Raven, "Bellamy, gitmemiz gerek!" diye bağırdı yüksek sesle. Ekibin geri kalanı çoktan gemide yerini almıştı. Raven ise, kafası girişe dönük Bellamy'e hüzünle bakıyordu.Bellamy arkadaşlarını oyaladığını biliyordu ve biraz daha sessiz kalmaya devam ederse hepsini öldürtecekti. Bir seçim yapmak zorundaydı. Clarke'ı bırakarak arkadaşlarıyla uzaya gitmek veya Clarke ile birlikte ölmek.
Kafasında Clarke ile son konuşması yankılanıyordu."Çok büyük bir kalbin var Bellamy."
"Clarke-" Bellamy konuşmanın nereye gideceğini biliyordu, Clarke annesinin gördüğü şey yüzünden öleceğine inanıyordu ve Bellamy'e veda etmek istiyordu.
"İnsanlar seni takip ediyor, onlara bunun sayesinde ilham veriyorsun." Clarke, elini Bellamy'nin kalbine koyduğunda Bellamy'nin kalp atışlarının hızlandığını fark etmiş olmalıydı.
"Ama hayatta kalmamızın tek yolu bunu da kullanman." Şimdi genç kızın eli yavaşça Bellamy'nin kafasına gitmişti. Bellamy suratına buruk bir gülümseme yerleştirdi.
"Bunun için sana sahibim."
Artık değildi.
Beyni karıncalanıyor, etrafı dönüp duruyordu. Kalbini veya beynini seçmesi gerekiyordu. Yüzünden yaşlar akıp giderken gözlerini kapattı. Açtığında kararını vermişti.
"Burada kalıyorum, Raven."
"Ama Bellamy," dedi Raven nefesini tutarak.
"Gitmelisiniz, vaktiniz daralıyor," dedi Bellamy kararlılıkla. Ağzından boğuk bir şekilde, "Tekrar buluşabilmek dileğiyle," cümlesi çıktı.
Raven, Bellamy'e göz yaşları içinde yaklaşıp sarıldı. Bellamy, onun da "Tekrar buluşabilmek dileğiyle," dediğini roketin çıkardığı sesler arasından zar zor duydu. Raven'a son kez sarılırken arkadaşlarıyla da vedalaşmak amacıyla son kez bakışıyordu. Hepsinin yüzünde derin bir hayal kırıklığı vardı, Bellamy'nin kararını verdiğini anlamışlardı ve şu an tek yapabildikleri ona son kez 'hoşça kal' diyebilmekti.

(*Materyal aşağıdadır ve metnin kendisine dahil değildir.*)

Issue #846, opened 2019-03-28
Parameter: hasDefault() always returns true after initializing a new Parameter even without passing in default value (and potential fix for this in comments)


colehurwitz:
I recently ran into an issue when trying to instantiate Parameter objects with and without default parameters. I include the description of the issue and a potential solution below.

I used these two dictionaries to create new Parameter objects:

```python
{'name': 'stick', 'type': 'int', 'value':1., 'default':None, 'title': "stick"},
{'name': 'file_name', 'type': 'str', 'title': "filename"}
```

When I created new Parameters with these dictionaries, both Parameters returned True for hasDefault(). I looked into the code of Parameter and found these two snippets:

```python
def __init__(self, **opts):
     .
     .
     .
    if 'default' not in self.opts:
              self.opts['default'] = None
              self.setDefault(self.opts['value'])
```

```python
def hasDefault(self):
        """Returns True if this parameter has a default value."""
        return 'default' in self.opts
```

In the initialization it sets self.opts['default'] to None if there is no default passed in so _hasDefault will always return True regardless of if a default is given by the user._

I would modify this behavior (if this is unintended) by adding a boolean flag like this:

```python
def __init__(self, **opts):
     .
     .
     .
     if 'default' not in self.opts:
          self.has_default = False
```

```python
def hasDefault(self):
        """Returns True if this parameter has a default value."""
        return self.has_default
```

```python
def setDefault(self, val):
        """Set the default value for this parameter."""
        if  'default' not in self.opts:
            self.opts['default'] = val
            self.has_default = True
            self.sigDefaultChanged.emit(self, val)
       elif self.opts['default'] == val:
            return
       else:
            self.opts['default'] = val
            self.sigDefaultChanged.emit(self, val)
```

There would have to be some more changes since some other functions expect a default value. If you would like, I would be happy to add this in a branch and make a pull request.

PR #847, opened 2019-03-29
Parameter: hasDefault, setDefault, and other default functions behaviour fixed

colehurwitz:
Closes: #846 

This changes the behaviour of 'default' in the Parameter class. Basically, if you don't pass in a default value, then Parameter.hasDefault returns False. This will be set to Parameter.hasDefault will return True when the default value is changed (setDefault).

### DIFF
--- a/pyqtgraph/parametertree/Parameter.py
+++ b/pyqtgraph/parametertree/Parameter.py
@@ -21,31 +21,31 @@ def __reload__(old):
 class Parameter(QtCore.QObject):
     """
     A Parameter is the basic unit of data in a parameter tree. Each parameter has
-    a name, a type, a value, and several other properties that modify the behavior of the 
+    a name, a type, a value, and several other properties that modify the behavior of the
     Parameter. Parameters may have parent / child / sibling relationships to construct
     organized hierarchies. Parameters generally do not have any inherent GUI or visual
     interpretation; instead they manage ParameterItem instances which take care of
     display and user interaction.
-    
-    Note: It is fairly uncommon to use the Parameter class directly; mostly you 
+
+    Note: It is fairly uncommon to use the Parameter class directly; mostly you
     will use subclasses which provide specialized type and data handling. The static
     pethod Parameter.create(...) is an easy way to generate instances of these subclasses.
-       
+
     For more Parameter types, see ParameterTree.parameterTypes module.
-    
+
     ===================================  =========================================================
     **Signals:**
-    sigStateChanged(self, change, info)  Emitted when anything changes about this parameter at 
+    sigStateChanged(self, change, info)  Emitted when anything changes about this parameter at
                                          all.
-                                         The second argument is a string indicating what changed 
+                                         The second argument is a string indicating what changed
                                          ('value', 'childAdded', etc..)
-                                         The third argument can be any extra information about 
+                                         The third argument can be any extra information about
                                          the change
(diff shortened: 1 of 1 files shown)


2xB:
From a quick look, it seems as if your changes would also work if you did not introduce has_default, as you track self.opts["default"] to be synced with has_default. Is that right?

Btw. for the next time it would probably be a good idea to configure your editor not to remove whitespace, as that would make your Pull Request easier to read.

ixjlyons:
I agree -- I think we *either* want `has_default` with `self.opts['default']` falling back to `None` *or* `'default' in self.opts` logic if a `'default'` key isn't added implicitly. I tend to have a slight preference for avoiding adding another attribute.

As a note for @2xB: there's an option in the github "files changed" tab to hide whitespace changes, though I tend to agree we should keep linting-type changes minimal outside dedicated PRs for things like that.

colehurwitz:
Thanks for the feedback @2xB and @ixjlyons . For my intended usage, I actually needed the has_default boolean. I was assuming that a user could pass in None as a default value so in that case self.opts['default']=None but has_default=False. Is that an incorrect assumption?

Sorry about the white space! I will figure that out.

ixjlyons:
Hmm, I considered the case where the user actually wants the default to be `None`, so explicitly passing `default=None` will work (`self.opts['default']` gives `None`, `hasDefault` returns `True`). I'm confused why you'd pass `default=None` but still want `hasDefault` to return `False` though -- can't you just not pass the `default` keyword argument if you don't want a default? I may be missing something here; I haven't really used the parametertree stuff much.

colehurwitz:
Ah, sorry, I screwed up that explanation (it has been a while since I made the change). I meant to say that I wanted to differentiate between when default was set to None and when default is set to None because not default value was passed in. 

User passes in None for default --> has_default=True and default=None
User does not pass in default value --> has_default=False and default=None

So if you just tracked whether or not default=None, then you can not differentiate between these cases. This is why I introduced the has_default boolean.

ixjlyons:
Right, so the approach I was suggesting is to *not* add a `'default'` key at all to `self.opts` when no default has explicitly been set. Then `hasattr(self.opts, 'default')` accurately reflects whether or not the user explicitly passed a default value (could be `None` or whatever) and `defaultValue` returns `None` as a fallback if there isn't a default value. So:

- user passes `default=None`:
    - `hasattr(self.opts, 'default')` -> `True`, so `hasDefault` -> `True`
    - `defaultValue` -> `self.opts['default']` which is `None`
- user does not pass `default` keyword arg:
    - `hasattr(self.opts, 'default')` -> `False`, so `hasDefault` -> `False`
    - `defaultValue` -> `None` as fallback

pyqtgraph/parametertree/Parameter.py
```diff
@@ -408,14 +417,17 @@ def setToDefault(self):
 
     def hasDefault(self):
         """Returns True if this parameter has a default value."""
-        return 'default' in self.opts
-        
+        return self.has_default
```
2xB: How about just returning ˋself.defaultValue() is not Noneˋ?

2xB:
I would not differenciate between no default and a default of ˋNoneˋ, as the latter is the most common to explicitly describe the former.

pyqtgraph/parametertree/Parameter.py
2xB: (Instead of using has_default etc.?)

Bellamy'nin kollarından ayrılır ayrılmaz Raven'ın gözleri parladı. Bellamy bu bakışı tanıyordu, Raven ne zaman yeni bir fikir üretse mutluluğu gözlerine yansırdı.
"Dolap-" dedi Raven, eliyle göstererek.
Laboratuvarın köşesinde kırık, beyaz bir dolap vardı. "Orada Luna'dan alınan ilik var," dedi içindeki küçük umudu dışarıya yansıtırcasına. "İki ilik alındı, birini saklamıştık, farklı deneyler yapmayı umuyorduk- tamamen aklımdan çıkmış!"
Bellamy, "Bu da ne demek oluyor?" diye soruverdi. Raven neşeyle, "Kara kanın radyasyonu iyileştirebildiğini gördük, eğer Praimfaya'yı iyileştirebilecek güçteyse sen ve Clarke kurtulabilirsiniz," dedi. Bellamy, kalbinin sıkıştığını hissetti.
"Tabii ya," dedi aniden. "ama Praimfaya'ya dayanıp dayanmayacağını deneyene kadar bilemeyeceğiz-"
Murphy, "Raven- gitmemiz gerekiyor," dedi titreyen bir sesle. Bellamy'e bir daha baktı, daha sonra rahatsız bir biçimde koltuğuna yaslandı. Raven, tekrardan "Tekrar buluşabilmek dileğiyle," dedi. Bu sefer sesi çok daha ümitliydi. Bellamy, ona güven verircesine gülümsedikten sonra Raven'ın gidişini izledi.
Geri sayım başlamıştı.
Raven, Murphy, Monty, Harper, Emori hatta Echo. Ona son kez gülümsediler, gözleri yaşlarla parıldıyordu. Bellamy, sanki onları uzaya yollamıyormuş ve kendi ölümünü hazırlamıyormuşçasına yavaşça el salladı. Daha sonra tek gördüğü kıvılcımlar ve dumandı.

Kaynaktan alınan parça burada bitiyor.